*Provided entries*
PR #3660, opened 2023-04-28
Update nav icons and colors

### LINKED ISSUE #3659: Nav icon polish
New icons:
image

joshri:
Closes #3659 

- adds new icon svg code
- modifies classes in icon component adding new svg tags (line, polygon, etc)
- swaps text and icons to gray and headers to black
- need to separately update explore icon IconType in enterprise

To see ALL the icons locally (not just OSS ones), swap to commit `a9f84cf0a18eeffe3436e5e7e03e0f52e6943db3`

https://user-images.githubusercontent.com/65822698/235235426-bd94b880-8399-44ed-b76f-5a7bf86772c2.mov

Screen with further changes suggested by design - new flux, notifications, and flux icons, search icon in data table changed, letter spacing added to headers
image


jpellizzari (approved):
LGTM. I assume the inline-ing of the svg icons is to avoid bundler problems. 

If we were able to use an `img` tag, the browser would cache them and they would load immediately, as well as ensure they are out of the `react` render thread. Not important at the moment, however.

Here was an effort to keep them as static files: https://github.com/weaveworks/weave-gitops/compare/jp-svg-inline

Maybe this could be adapted to use `img` tags instead of `fetch` -> html.

PR #3668, opened 2023-05-04
Fix to the `nsaccess` package 

### LINKED ISSUE #3652: Question: how does the namespace filtering feature work?
Hey, I have some questions about the correct behavior of the namespaces filtering feature.

I have a use case where the Weave GitOps UI v0.18.0 reports lots of errors for some of its users, coming from [this package](https://github.com/weaveworks/weave-gitops/blob/b05ebd8c090f923b4e99f3d1e43f55a47ec857b6/core/server/objects.go#L122), due to insufficient permissions to the Kubernetes Secrets the Helm releases are kept in. The error is correct because the group these users belong to lacks permissions to the secrets in some of the namespaces, they can though still see Flux CRs and related resources. This makes me confused however for I would expect server to filter out such namespaces, if access to the secrets counts as crucial for the namespace to be considered accessible. And if not, then I would expect the UI to not display any errors for the users and instead only display `HelmRelease` CRs without an inventory. 

To be more precise my questions are:
* how is the accessibility / inaccessibility determined, if determined at all?
* does partially accessible, when lacking certain permissions, equals to accessible, and in such case, is there a way to hide permission errors in the UI?
* is there a way to tweak how is the accessibility determined, in case it is not strictly tied to some set of permissions? That is, can I tell the server to skip certain namespaces for certain groups?

I also tried to answer these questions on my own, but got confused by what I have found. I eventually landed in here, in the [nsaccess package](https://github.com/weaveworks/weave-gitops/blob/v0.18.0/core/nsaccess/nsaccess.go#L67), for this seems involved in getting accessible namespaces upon impersonation. If that is the case, and if I get it right, it eventually translates what is returned on the [the SelfSubjectRulesReview request](https://github.com/weaveworks/weave-gitops/blob/4c048c23697ee4f3a463d61bebd15d7447fab8f6/core/nsaccess/nsaccess.go#L91) into [the derivedAccess map](https://github.com/weaveworks/weave-gitops/blob/4c048c23697ee4f3a463d61bebd15d7447fab8f6/core/nsaccess/nsaccess.go#L162). And then policy rules, which are being [these by default](https://github.com/weaveworks/weave-gitops/blob/4c048c23697ee4f3a463d61bebd15d7447fab8f6/core/nsaccess/nsaccess.go#L18), are being [checked against this map](https://github.com/weaveworks/weave-gitops/blob/4c048c23697ee4f3a463d61bebd15d7447fab8f6/core/nsaccess/nsaccess.go#L202) to determine value of [hasAccess boolean](https://github.com/weaveworks/weave-gitops/blob/4c048c23697ee4f3a463d61bebd15d7447fab8f6/core/nsaccess/nsaccess.go#L200), which is initially true. And this is the part that confuses me. 

The [DefautltWegoAppRules](https://github.com/weaveworks/weave-gitops/blob/v0.18.0/core/nsaccess/nsaccess.go#L18) starts with the `{"","secrets,pods,events","get,list"}`. In my case users have access to `pods` and `events`, so the `""` API group is available in the `derivedAccess` map, hence filtering passes the API group check. But then it does not find `secrets`, hence switches `hasAccess` to false, and continues to the [next rules](https://github.com/weaveworks/weave-gitops/blob/4c048c23697ee4f3a463d61bebd15d7447fab8f6/core/nsaccess/nsaccess.go#L217). Shouldn't it break here instead, for it knows the minimum permissions user needs are already incomplete? 

On continuing, it processes the next rules and it eventually gets to the [last item](https://github.com/weaveworks/weave-gitops/blob/4c048c23697ee4f3a463d61bebd15d7447fab8f6/core/nsaccess/nsaccess.go#L44) on the policy rules list, which is being the `{"","events","get,list,watch"}`, and in my case all users are granted this set of permissions, even those who don't have access to the secrets. In result this item passes the API group check, then the resource check, and it gets to the verbs check [here](https://github.com/weaveworks/weave-gitops/blob/4c048c23697ee4f3a463d61bebd15d7447fab8f6/core/nsaccess/nsaccess.go#L221). All the verbs are in the derived map, so the `hasAccess` boolean [is restored](https://github.com/weaveworks/weave-gitops/blob/v0.18.0/core/nsaccess/nsaccess.go#L230) to true, and since it was the last item on the list, the namespace is recognized as accessible as far as I understand it. It looks like user could lack permissions to the Secrets, Pods, and Flux CRs altogether, but having read-only access to `events` would still grant him permissions to the namespace, but maybe I've confused something.

Even for the future sake, is this the part of code that is actually responsible for determining the access? And if so, is my understanding of it correct?

ljakimczuk:
Closes #3652
Fixes #3652

**What changed?**

The PR changes the behaviour of the `hasAllRules` function. Up until now, all the items on the required rules were checked against the user derived permissions what resulted in the last item on that list often being decisive about the access. This PR changes this, and from now on the `hasAllRules` quits as soon as it realize user lacks permissions.

**Why was this change made?**

Users get permissions to the namespaces they don't have the right level of access to. This makes the UI to print errors.

It was implemented by first investigating the problem, then writing tests cases that were failing originally to make sure the problem is correctly recognized, and then the problem was solved by switching the `hasAllRules` from `continue` to `break` behaviour, fixing the tests.

With unit-tests, I may also build an image and test it in my environment if that's required.

Update: I've let it run in my environment, the error is gone, inaccessible namespaces are correctly filtered out.

**Release notes**

- Fixed the namespace filtering behaviour.

**Documentation Changes**


core/nsaccess/nsaccess_test.go
```diff
@@ -171,6 +171,84 @@ func TestFilterAccessibleNamespaces(t *testing.T) {
...
+		requiredRules := []rbacv1.PolicyRule{
+			{
+				APIGroups: []string{""},
+				Resources: []string{"secrets", "events", "pods", "namespaces"},
+				Verbs:     []string{"get", "list"},
+			},
+			{
+				APIGroups: []string{""},
+				Resources: []string{"pods"},
+				Verbs:     []string{"get"},
```
foot, line 239: Nice 👍

foot (approved):
Solid coverage, nicely done

chanwit:
@foot would this be labeled as a bug fix or an enhancement please?

foot:
> would this be labeled as a bug fix or an enhancement please?

Oops! Good one, bug.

*What to work on*
Repeat the listing exactly, leaving nothing out.

*Task answer*
PR #3660, opened 2023-04-28
Update nav icons and colors

### LINKED ISSUE #3659: Nav icon polish
New icons:
image

joshri:
Closes #3659 

- adds new icon svg code
- modifies classes in icon component adding new svg tags (line, polygon, etc)
- swaps text and icons to gray and headers to black
- need to separately update explore icon IconType in enterprise

To see ALL the icons locally (not just OSS ones), swap to commit `a9f84cf0a18eeffe3436e5e7e03e0f52e6943db3`

https://user-images.githubusercontent.com/65822698/235235426-bd94b880-8399-44ed-b76f-5a7bf86772c2.mov

Screen with further changes suggested by design - new flux, notifications, and flux icons, search icon in data table changed, letter spacing added to headers
image


jpellizzari (approved):
LGTM. I assume the inline-ing of the svg icons is to avoid bundler problems. 

If we were able to use an `img` tag, the browser would cache them and they would load immediately, as well as ensure they are out of the `react` render thread. Not important at the moment, however.

Here was an effort to keep them as static files: https://github.com/weaveworks/weave-gitops/compare/jp-svg-inline

Maybe this could be adapted to use `img` tags instead of `fetch` -> html.

PR #3668, opened 2023-05-04
Fix to the `nsaccess` package 

### LINKED ISSUE #3652: Question: how does the namespace filtering feature work?
Hey, I have some questions about the correct behavior of the namespaces filtering feature.

I have a use case where the Weave GitOps UI v0.18.0 reports lots of errors for some of its users, coming from [this package](https://github.com/weaveworks/weave-gitops/blob/b05ebd8c090f923b4e99f3d1e43f55a47ec857b6/core/server/objects.go#L122), due to insufficient permissions to the Kubernetes Secrets the Helm releases are kept in. The error is correct because the group these users belong to lacks permissions to the secrets in some of the namespaces, they can though still see Flux CRs and related resources. This makes me confused however for I would expect server to filter out such namespaces, if access to the secrets counts as crucial for the namespace to be considered accessible. And if not, then I would expect the UI to not display any errors for the users and instead only display `HelmRelease` CRs without an inventory. 

To be more precise my questions are:
* how is the accessibility / inaccessibility determined, if determined at all?
* does partially accessible, when lacking certain permissions, equals to accessible, and in such case, is there a way to hide permission errors in the UI?
* is there a way to tweak how is the accessibility determined, in case it is not strictly tied to some set of permissions? That is, can I tell the server to skip certain namespaces for certain groups?

I also tried to answer these questions on my own, but got confused by what I have found. I eventually landed in here, in the [nsaccess package](https://github.com/weaveworks/weave-gitops/blob/v0.18.0/core/nsaccess/nsaccess.go#L67), for this seems involved in getting accessible namespaces upon impersonation. If that is the case, and if I get it right, it eventually translates what is returned on the [the SelfSubjectRulesReview request](https://github.com/weaveworks/weave-gitops/blob/4c048c23697ee4f3a463d61bebd15d7447fab8f6/core/nsaccess/nsaccess.go#L91) into [the derivedAccess map](https://github.com/weaveworks/weave-gitops/blob/4c048c23697ee4f3a463d61bebd15d7447fab8f6/core/nsaccess/nsaccess.go#L162). And then policy rules, which are being [these by default](https://github.com/weaveworks/weave-gitops/blob/4c048c23697ee4f3a463d61bebd15d7447fab8f6/core/nsaccess/nsaccess.go#L18), are being [checked against this map](https://github.com/weaveworks/weave-gitops/blob/4c048c23697ee4f3a463d61bebd15d7447fab8f6/core/nsaccess/nsaccess.go#L202) to determine value of [hasAccess boolean](https://github.com/weaveworks/weave-gitops/blob/4c048c23697ee4f3a463d61bebd15d7447fab8f6/core/nsaccess/nsaccess.go#L200), which is initially true. And this is the part that confuses me. 

The [DefautltWegoAppRules](https://github.com/weaveworks/weave-gitops/blob/v0.18.0/core/nsaccess/nsaccess.go#L18) starts with the `{"","secrets,pods,events","get,list"}`. In my case users have access to `pods` and `events`, so the `""` API group is available in the `derivedAccess` map, hence filtering passes the API group check. But then it does not find `secrets`, hence switches `hasAccess` to false, and continues to the [next rules](https://github.com/weaveworks/weave-gitops/blob/4c048c23697ee4f3a463d61bebd15d7447fab8f6/core/nsaccess/nsaccess.go#L217). Shouldn't it break here instead, for it knows the minimum permissions user needs are already incomplete? 

On continuing, it processes the next rules and it eventually gets to the [last item](https://github.com/weaveworks/weave-gitops/blob/4c048c23697ee4f3a463d61bebd15d7447fab8f6/core/nsaccess/nsaccess.go#L44) on the policy rules list, which is being the `{"","events","get,list,watch"}`, and in my case all users are granted this set of permissions, even those who don't have access to the secrets. In result this item passes the API group check, then the resource check, and it gets to the verbs check [here](https://github.com/weaveworks/weave-gitops/blob/4c048c23697ee4f3a463d61bebd15d7447fab8f6/core/nsaccess/nsaccess.go#L221). All the verbs are in the derived map, so the `hasAccess` boolean [is restored](https://github.com/weaveworks/weave-gitops/blob/v0.18.0/core/nsaccess/nsaccess.go#L230) to true, and since it was the last item on the list, the namespace is recognized as accessible as far as I understand it. It looks like user could lack permissions to the Secrets, Pods, and Flux CRs altogether, but having read-only access to `events` would still grant him permissions to the namespace, but maybe I've confused something.

Even for the future sake, is this the part of code that is actually responsible for determining the access? And if so, is my understanding of it correct?

ljakimczuk:
Closes #3652
Fixes #3652

**What changed?**

The PR changes the behaviour of the `hasAllRules` function. Up until now, all the items on the required rules were checked against the user derived permissions what resulted in the last item on that list often being decisive about the access. This PR changes this, and from now on the `hasAllRules` quits as soon as it realize user lacks permissions.

**Why was this change made?**

Users get permissions to the namespaces they don't have the right level of access to. This makes the UI to print errors.

It was implemented by first investigating the problem, then writing tests cases that were failing originally to make sure the problem is correctly recognized, and then the problem was solved by switching the `hasAllRules` from `continue` to `break` behaviour, fixing the tests.

With unit-tests, I may also build an image and test it in my environment if that's required.

Update: I've let it run in my environment, the error is gone, inaccessible namespaces are correctly filtered out.

**Release notes**

- Fixed the namespace filtering behaviour.

**Documentation Changes**


core/nsaccess/nsaccess_test.go
```diff
@@ -171,6 +171,84 @@ func TestFilterAccessibleNamespaces(t *testing.T) {
...
+		requiredRules := []rbacv1.PolicyRule{
+			{
+				APIGroups: []string{""},
+				Resources: []string{"secrets", "events", "pods", "namespaces"},
+				Verbs:     []string{"get", "list"},
+			},
+			{
+				APIGroups: []string{""},
+				Resources: []string{"pods"},
+				Verbs:     []string{"get"},
```
foot, line 239: Nice 👍

foot (approved):
Solid coverage, nicely done

chanwit:
@foot would this be labeled as a bug fix or an enhancement please?

foot:
> would this be labeled as a bug fix or an enhancement please?

Oops! Good one, bug.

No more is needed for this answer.